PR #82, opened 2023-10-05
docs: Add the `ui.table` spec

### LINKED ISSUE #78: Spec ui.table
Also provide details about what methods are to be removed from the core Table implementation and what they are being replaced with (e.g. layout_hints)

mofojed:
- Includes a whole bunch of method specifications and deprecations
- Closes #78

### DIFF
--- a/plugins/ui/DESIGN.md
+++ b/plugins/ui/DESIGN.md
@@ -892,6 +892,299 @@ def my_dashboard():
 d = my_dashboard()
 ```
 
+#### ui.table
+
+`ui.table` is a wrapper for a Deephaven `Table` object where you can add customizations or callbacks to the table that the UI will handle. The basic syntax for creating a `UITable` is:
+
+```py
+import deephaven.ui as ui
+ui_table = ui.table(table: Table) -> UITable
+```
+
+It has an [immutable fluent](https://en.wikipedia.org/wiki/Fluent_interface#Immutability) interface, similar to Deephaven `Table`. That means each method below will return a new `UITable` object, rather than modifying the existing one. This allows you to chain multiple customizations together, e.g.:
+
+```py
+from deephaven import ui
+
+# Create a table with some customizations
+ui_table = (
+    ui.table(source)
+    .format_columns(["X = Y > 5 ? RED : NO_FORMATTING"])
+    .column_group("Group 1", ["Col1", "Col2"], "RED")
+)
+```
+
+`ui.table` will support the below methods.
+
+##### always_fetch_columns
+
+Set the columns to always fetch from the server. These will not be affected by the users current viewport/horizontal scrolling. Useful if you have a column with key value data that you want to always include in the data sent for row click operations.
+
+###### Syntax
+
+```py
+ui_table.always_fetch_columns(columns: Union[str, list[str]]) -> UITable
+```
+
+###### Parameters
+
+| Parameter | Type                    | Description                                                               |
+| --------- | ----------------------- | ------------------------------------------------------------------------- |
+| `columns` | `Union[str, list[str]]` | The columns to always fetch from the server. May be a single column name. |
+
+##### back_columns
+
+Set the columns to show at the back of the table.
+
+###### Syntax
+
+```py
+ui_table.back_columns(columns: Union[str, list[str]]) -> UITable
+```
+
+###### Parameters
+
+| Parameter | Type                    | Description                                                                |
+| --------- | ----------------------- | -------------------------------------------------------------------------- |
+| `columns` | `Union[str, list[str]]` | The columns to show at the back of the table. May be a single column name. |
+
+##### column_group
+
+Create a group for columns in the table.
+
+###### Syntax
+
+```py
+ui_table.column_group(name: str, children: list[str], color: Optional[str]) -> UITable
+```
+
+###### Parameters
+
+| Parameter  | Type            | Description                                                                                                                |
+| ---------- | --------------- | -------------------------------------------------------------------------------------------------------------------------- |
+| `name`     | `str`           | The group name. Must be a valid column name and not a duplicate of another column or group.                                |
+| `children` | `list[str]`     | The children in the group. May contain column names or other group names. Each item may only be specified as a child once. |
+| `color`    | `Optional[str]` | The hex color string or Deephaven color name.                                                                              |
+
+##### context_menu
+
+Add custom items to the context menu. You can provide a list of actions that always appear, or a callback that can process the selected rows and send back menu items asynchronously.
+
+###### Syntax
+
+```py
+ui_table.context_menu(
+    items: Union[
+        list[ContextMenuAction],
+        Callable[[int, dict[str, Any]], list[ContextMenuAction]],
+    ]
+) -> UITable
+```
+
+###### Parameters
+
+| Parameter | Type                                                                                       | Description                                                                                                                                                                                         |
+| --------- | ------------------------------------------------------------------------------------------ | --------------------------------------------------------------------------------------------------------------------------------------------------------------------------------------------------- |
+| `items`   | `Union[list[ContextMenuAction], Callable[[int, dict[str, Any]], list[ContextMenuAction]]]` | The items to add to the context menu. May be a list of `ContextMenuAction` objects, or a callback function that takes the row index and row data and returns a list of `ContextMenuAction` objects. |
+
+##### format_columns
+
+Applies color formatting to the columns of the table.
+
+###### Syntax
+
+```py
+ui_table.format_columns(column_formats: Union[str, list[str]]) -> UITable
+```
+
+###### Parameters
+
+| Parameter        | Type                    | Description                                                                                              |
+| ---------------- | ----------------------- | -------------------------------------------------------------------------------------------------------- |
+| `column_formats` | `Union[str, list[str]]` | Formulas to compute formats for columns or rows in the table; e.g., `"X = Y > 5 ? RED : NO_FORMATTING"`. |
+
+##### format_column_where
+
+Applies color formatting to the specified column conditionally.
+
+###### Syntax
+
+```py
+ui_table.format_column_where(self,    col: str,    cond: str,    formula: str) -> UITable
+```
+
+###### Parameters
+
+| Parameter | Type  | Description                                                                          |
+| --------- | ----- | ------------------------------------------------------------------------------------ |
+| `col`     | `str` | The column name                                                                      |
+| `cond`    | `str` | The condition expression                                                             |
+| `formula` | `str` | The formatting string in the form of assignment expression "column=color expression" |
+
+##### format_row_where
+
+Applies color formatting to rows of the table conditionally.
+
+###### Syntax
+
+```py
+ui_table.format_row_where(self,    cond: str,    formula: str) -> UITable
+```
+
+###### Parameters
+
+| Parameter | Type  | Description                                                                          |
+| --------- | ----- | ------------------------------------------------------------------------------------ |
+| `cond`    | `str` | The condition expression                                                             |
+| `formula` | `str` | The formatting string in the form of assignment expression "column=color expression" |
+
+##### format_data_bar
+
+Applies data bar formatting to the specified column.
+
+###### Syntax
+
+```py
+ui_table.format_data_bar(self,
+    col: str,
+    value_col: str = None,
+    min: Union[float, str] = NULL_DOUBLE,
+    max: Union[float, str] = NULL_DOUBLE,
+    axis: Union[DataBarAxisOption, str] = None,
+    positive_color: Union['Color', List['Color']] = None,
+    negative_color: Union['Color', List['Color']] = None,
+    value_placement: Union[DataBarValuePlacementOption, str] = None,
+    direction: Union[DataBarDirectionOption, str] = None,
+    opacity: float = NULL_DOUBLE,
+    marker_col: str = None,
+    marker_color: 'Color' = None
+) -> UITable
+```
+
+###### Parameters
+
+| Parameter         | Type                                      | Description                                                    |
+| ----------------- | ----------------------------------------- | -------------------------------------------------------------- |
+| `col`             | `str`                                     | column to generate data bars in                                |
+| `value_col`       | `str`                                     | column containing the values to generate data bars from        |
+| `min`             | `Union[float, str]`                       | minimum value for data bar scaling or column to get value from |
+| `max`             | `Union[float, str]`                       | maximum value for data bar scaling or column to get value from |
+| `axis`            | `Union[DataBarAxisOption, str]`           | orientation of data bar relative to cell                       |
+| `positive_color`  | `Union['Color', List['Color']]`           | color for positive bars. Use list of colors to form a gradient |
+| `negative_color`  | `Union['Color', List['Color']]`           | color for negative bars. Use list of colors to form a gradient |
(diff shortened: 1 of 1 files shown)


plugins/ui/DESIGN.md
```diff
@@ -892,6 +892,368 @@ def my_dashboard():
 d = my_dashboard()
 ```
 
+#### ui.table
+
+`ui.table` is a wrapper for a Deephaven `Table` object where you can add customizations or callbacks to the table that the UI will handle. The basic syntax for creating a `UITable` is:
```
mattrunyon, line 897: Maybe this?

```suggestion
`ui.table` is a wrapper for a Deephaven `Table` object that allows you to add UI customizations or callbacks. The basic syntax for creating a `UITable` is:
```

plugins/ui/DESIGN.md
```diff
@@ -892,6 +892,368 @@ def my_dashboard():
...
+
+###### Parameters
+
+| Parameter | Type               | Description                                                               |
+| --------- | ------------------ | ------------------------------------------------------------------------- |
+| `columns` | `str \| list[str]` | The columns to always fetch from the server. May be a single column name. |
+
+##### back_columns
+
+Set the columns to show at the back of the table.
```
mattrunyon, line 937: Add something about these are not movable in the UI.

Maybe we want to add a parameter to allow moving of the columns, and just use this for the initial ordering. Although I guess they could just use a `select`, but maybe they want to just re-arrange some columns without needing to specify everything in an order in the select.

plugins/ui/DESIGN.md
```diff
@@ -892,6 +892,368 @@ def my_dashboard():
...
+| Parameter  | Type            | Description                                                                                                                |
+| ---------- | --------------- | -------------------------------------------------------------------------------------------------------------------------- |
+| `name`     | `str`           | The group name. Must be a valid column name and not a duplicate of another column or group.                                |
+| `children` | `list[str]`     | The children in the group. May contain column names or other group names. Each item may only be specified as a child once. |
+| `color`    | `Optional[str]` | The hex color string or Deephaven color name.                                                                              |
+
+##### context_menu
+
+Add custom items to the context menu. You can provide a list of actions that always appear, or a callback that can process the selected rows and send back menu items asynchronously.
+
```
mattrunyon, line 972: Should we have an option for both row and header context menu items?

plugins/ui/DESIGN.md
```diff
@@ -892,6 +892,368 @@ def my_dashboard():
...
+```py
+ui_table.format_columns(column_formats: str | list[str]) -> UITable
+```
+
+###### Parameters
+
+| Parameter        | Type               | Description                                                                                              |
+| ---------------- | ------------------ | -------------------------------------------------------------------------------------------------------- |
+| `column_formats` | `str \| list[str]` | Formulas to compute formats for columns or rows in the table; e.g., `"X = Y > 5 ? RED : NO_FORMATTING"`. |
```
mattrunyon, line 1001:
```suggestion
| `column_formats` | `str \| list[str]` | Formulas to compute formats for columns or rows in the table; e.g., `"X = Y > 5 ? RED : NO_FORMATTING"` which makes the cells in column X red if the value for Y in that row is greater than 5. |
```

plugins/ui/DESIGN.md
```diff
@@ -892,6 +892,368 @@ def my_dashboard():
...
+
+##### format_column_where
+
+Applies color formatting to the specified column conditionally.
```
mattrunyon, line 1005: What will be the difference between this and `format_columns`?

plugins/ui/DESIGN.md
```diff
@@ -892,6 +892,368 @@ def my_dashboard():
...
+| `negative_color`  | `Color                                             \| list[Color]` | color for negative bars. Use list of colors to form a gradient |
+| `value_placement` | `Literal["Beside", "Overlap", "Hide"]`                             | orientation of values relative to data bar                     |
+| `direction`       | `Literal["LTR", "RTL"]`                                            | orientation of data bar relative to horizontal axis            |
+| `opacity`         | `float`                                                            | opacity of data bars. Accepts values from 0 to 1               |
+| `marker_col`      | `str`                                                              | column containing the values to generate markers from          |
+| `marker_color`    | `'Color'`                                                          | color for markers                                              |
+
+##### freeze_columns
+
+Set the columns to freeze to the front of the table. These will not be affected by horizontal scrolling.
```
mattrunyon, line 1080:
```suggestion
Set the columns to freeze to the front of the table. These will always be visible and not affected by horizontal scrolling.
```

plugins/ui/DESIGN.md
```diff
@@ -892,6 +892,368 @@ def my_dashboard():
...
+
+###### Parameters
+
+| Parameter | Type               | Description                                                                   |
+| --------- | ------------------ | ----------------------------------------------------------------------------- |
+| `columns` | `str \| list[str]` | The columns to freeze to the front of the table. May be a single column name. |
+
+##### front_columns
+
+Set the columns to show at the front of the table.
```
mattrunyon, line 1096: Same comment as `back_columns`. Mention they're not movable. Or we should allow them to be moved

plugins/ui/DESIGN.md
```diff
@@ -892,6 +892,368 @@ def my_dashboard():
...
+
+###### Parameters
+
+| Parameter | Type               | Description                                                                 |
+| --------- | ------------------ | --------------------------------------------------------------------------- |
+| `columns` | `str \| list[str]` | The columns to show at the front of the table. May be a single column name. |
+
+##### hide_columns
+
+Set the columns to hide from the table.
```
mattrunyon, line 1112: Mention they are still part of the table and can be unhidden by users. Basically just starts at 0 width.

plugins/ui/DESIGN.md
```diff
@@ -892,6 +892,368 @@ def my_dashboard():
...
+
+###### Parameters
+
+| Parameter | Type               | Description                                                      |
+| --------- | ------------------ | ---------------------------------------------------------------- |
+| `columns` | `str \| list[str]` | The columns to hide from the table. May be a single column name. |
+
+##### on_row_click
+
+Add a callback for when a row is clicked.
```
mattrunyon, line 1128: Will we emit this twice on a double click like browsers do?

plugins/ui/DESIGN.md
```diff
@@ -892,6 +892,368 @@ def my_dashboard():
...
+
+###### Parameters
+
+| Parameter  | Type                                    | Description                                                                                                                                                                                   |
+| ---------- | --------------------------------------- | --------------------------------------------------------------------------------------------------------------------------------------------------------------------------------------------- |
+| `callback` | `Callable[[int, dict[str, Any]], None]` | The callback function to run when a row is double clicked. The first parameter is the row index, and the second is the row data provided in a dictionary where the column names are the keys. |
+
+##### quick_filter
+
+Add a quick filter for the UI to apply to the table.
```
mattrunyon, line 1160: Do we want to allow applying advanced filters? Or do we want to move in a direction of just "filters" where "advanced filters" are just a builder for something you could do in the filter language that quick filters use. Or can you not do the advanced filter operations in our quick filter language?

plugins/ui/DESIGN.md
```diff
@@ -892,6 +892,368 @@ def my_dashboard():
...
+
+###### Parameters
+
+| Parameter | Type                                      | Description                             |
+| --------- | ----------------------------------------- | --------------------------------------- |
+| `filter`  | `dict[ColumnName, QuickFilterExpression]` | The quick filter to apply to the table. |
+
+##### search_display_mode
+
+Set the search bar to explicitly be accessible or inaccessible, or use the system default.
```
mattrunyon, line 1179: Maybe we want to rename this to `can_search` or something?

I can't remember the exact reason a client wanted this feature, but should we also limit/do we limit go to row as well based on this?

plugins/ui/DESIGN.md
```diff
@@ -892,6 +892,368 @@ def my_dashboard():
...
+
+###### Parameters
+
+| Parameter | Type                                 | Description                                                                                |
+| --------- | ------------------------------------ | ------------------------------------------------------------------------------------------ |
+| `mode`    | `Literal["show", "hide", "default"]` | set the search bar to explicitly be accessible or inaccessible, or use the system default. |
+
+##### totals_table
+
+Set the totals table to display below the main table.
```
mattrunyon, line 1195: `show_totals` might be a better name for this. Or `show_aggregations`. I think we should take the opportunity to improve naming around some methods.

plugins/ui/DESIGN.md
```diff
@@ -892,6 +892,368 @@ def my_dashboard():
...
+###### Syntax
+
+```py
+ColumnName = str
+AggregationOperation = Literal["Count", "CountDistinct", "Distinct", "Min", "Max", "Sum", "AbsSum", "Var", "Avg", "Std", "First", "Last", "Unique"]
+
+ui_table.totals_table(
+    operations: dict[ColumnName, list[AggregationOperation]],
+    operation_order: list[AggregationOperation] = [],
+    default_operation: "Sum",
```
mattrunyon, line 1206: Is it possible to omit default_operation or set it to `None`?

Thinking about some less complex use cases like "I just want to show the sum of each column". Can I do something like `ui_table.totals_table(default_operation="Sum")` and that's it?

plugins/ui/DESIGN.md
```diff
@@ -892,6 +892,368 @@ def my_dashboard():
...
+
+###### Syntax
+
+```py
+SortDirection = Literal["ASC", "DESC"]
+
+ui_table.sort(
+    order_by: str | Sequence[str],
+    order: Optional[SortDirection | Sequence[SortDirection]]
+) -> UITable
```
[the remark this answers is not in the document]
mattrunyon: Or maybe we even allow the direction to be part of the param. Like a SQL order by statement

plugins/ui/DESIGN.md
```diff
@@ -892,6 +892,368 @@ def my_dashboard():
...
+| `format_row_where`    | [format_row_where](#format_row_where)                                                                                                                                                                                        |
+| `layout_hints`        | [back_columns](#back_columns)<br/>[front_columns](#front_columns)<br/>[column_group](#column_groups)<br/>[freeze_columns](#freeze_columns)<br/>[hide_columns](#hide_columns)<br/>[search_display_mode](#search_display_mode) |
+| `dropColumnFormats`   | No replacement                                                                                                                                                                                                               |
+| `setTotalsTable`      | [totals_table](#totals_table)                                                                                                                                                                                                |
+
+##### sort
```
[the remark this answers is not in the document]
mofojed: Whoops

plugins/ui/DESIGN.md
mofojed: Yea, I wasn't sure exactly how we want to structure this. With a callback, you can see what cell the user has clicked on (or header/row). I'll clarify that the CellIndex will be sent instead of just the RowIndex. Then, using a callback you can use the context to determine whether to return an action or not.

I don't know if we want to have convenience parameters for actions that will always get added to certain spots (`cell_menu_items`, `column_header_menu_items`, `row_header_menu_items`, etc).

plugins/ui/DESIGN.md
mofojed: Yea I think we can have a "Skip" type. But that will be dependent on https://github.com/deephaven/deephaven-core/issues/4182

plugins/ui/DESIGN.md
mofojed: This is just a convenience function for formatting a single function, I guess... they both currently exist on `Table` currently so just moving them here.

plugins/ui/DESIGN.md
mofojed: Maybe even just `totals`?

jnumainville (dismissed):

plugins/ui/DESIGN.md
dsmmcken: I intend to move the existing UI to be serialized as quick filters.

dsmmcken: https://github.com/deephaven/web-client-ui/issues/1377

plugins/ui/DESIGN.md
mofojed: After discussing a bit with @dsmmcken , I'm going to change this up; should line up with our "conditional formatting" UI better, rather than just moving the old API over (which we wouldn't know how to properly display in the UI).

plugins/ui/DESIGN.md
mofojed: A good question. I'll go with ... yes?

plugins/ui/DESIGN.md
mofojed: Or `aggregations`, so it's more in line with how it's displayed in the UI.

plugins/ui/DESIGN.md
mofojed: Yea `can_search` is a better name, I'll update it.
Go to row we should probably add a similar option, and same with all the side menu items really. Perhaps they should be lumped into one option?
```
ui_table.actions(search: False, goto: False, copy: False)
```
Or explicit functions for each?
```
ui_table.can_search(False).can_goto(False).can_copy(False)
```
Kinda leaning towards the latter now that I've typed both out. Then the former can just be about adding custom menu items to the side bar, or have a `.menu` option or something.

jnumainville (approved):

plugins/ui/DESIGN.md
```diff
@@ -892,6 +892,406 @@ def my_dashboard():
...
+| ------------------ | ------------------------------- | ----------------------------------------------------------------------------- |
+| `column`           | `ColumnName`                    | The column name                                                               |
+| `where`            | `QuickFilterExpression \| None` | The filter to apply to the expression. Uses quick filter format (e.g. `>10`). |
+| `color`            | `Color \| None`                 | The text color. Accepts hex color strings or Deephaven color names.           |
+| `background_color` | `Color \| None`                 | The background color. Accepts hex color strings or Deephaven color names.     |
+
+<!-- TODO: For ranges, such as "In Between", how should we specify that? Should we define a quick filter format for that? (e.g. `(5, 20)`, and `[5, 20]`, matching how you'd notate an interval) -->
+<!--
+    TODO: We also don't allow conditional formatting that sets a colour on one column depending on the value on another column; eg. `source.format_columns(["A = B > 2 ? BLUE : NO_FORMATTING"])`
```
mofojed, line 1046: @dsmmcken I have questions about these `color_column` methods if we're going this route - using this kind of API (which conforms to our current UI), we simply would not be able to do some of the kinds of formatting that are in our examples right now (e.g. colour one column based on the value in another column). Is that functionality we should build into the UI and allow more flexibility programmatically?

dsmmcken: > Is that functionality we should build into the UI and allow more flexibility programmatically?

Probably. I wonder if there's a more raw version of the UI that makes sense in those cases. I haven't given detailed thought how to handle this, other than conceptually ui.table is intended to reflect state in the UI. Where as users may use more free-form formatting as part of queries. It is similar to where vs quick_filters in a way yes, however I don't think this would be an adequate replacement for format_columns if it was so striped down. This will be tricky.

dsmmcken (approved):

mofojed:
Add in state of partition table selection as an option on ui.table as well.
------------------------------------
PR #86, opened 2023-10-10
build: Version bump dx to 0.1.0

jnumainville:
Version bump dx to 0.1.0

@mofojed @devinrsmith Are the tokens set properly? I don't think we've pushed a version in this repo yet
------------------------------------
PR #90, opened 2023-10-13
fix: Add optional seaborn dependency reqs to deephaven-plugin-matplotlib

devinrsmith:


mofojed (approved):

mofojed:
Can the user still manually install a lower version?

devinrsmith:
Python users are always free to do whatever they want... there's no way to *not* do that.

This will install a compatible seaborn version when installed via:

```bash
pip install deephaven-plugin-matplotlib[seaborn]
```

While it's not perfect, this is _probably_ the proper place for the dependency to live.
------------------------------------
WHAT YOU WILL DO:
In the records, find every line that has the string "well" and copy it.

ANSWER SECTION:
I can't remember the exact reason a client wanted this feature, but should we also limit/do we limit go to row as well based on this?
Add in state of partition table selection as an option on ui.table as well.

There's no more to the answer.